PR #4277, opened 2022-08-19
Proposed 1.9.3

nbougalis:
This release corrects a minor technical flaw that could cause servers to incorrectly process a request to vote in support for an amendment during server startup. A minor technical fix in the copy constructor of `PublicKey` is also included.

If merged, this will:

- close #4254
- close #4256
- close #4263

### DIFF
--- a/RELEASENOTES.md
+++ b/RELEASENOTES.md
@@ -7,6 +7,38 @@ This document contains the release notes for `rippled`, the reference server imp
  
 Have new ideas? Need help with setting up your node? Come visit us [here](https://github.com/xrplf/rippled/issues/new/choose)
 
+# Introducing XRP Ledger version 1.9.3
+
+Version 1.9.3 of `rippled`, the reference server implementation of the XRP Ledger protocol is now available. This release corrects minor technical flaws with the code that loads configured amendment votes after a startup and the copy constructor of `PublicKey`.
+
+## Install / Upgrade
+
+On supported platforms, see the [instructions on installing or updating `rippled`](https://xrpl.org/install-rippled.html).
+
+## Changelog
+
+## Contributions
+
+This releases contains the following bug fixes:
+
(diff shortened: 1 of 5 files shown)


RELEASENOTES.md
```diff
@@ -7,6 +7,38 @@ This document contains the release notes for `rippled`, the reference server imp
...
+
+On supported platforms, see the [instructions on installing or updating `rippled`](https://xrpl.org/install-rippled.html).
+
+## Changelog
+
+## Contributions
+
+This releases contains the following bug fixes:
+
+- **Change by-value to by-reference to persist vote**: A minor technical flaw, caused by use of a copy instead of a reference, resulted in operator-configured "yes" votes to appear to not persist after a restart. ([#4256](https://github.com/XRPLF/rippled/pull/4256))
```
mDuo13, line 24: The opening paragraph (line 12) says that the server would "incorrectly process" the request to vote. Here it says "to appear to not persist" (so they _do_ persist but they don't seem to?) That sounds like a contradiction to me.

We should clarify whether the votes actually persist and if the only "incorrect" processing is that they don't persist we should be clear in both places.

mDuo13 (changes requested):

RELEASENOTES.md
alloynetworks: The correct vote is present in the database and is retrieved correctly. The `copy instead of reference` however makes the processing of the same incorrect. AFAIK :)

nbougalis: So, the intro says "incorrectly process a request to vote in support for an amendment _during server startup_" (emphasis added). In my mind, this accurately describes the problem, but I can understand your confusion, @mDuo13.

We could change the intro to read "incorrectly processes the stored amendment voting configuration"

ximinez (approved):
Tested in Windows with VS2019.

nbougalis:
@mDuo13, I've addressed your concern by rewording `RELEASENOTES.md`. I would appreciate an review by another maintainer, so that we can proceed to merge this and make a release.

mDuo13 (approved):
The revised wording looks good. Thanks!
= = = =
*Problem details*
Every entry must be output again, exactly as written above.

*Your solution*
PR #4277, opened 2022-08-19
Proposed 1.9.3

nbougalis:
This release corrects a minor technical flaw that could cause servers to incorrectly process a request to vote in support for an amendment during server startup. A minor technical fix in the copy constructor of `PublicKey` is also included.

If merged, this will:

- close #4254
- close #4256
- close #4263

### DIFF
--- a/RELEASENOTES.md
+++ b/RELEASENOTES.md
@@ -7,6 +7,38 @@ This document contains the release notes for `rippled`, the reference server imp
  
 Have new ideas? Need help with setting up your node? Come visit us [here](https://github.com/xrplf/rippled/issues/new/choose)
 
+# Introducing XRP Ledger version 1.9.3
+
+Version 1.9.3 of `rippled`, the reference server implementation of the XRP Ledger protocol is now available. This release corrects minor technical flaws with the code that loads configured amendment votes after a startup and the copy constructor of `PublicKey`.
+
+## Install / Upgrade
+
+On supported platforms, see the [instructions on installing or updating `rippled`](https://xrpl.org/install-rippled.html).
+
+## Changelog
+
+## Contributions
+
+This releases contains the following bug fixes:
+
(diff shortened: 1 of 5 files shown)


RELEASENOTES.md
```diff
@@ -7,6 +7,38 @@ This document contains the release notes for `rippled`, the reference server imp
...
+
+On supported platforms, see the [instructions on installing or updating `rippled`](https://xrpl.org/install-rippled.html).
+
+## Changelog
+
+## Contributions
+
+This releases contains the following bug fixes:
+
+- **Change by-value to by-reference to persist vote**: A minor technical flaw, caused by use of a copy instead of a reference, resulted in operator-configured "yes" votes to appear to not persist after a restart. ([#4256](https://github.com/XRPLF/rippled/pull/4256))
```
mDuo13, line 24: The opening paragraph (line 12) says that the server would "incorrectly process" the request to vote. Here it says "to appear to not persist" (so they _do_ persist but they don't seem to?) That sounds like a contradiction to me.

We should clarify whether the votes actually persist and if the only "incorrect" processing is that they don't persist we should be clear in both places.

mDuo13 (changes requested):

RELEASENOTES.md
alloynetworks: The correct vote is present in the database and is retrieved correctly. The `copy instead of reference` however makes the processing of the same incorrect. AFAIK :)

nbougalis: So, the intro says "incorrectly process a request to vote in support for an amendment _during server startup_" (emphasis added). In my mind, this accurately describes the problem, but I can understand your confusion, @mDuo13.

We could change the intro to read "incorrectly processes the stored amendment voting configuration"

ximinez (approved):
Tested in Windows with VS2019.

nbougalis:
@mDuo13, I've addressed your concern by rewording `RELEASENOTES.md`. I would appreciate an review by another maintainer, so that we can proceed to merge this and make a release.

mDuo13 (approved):
The revised wording looks good. Thanks!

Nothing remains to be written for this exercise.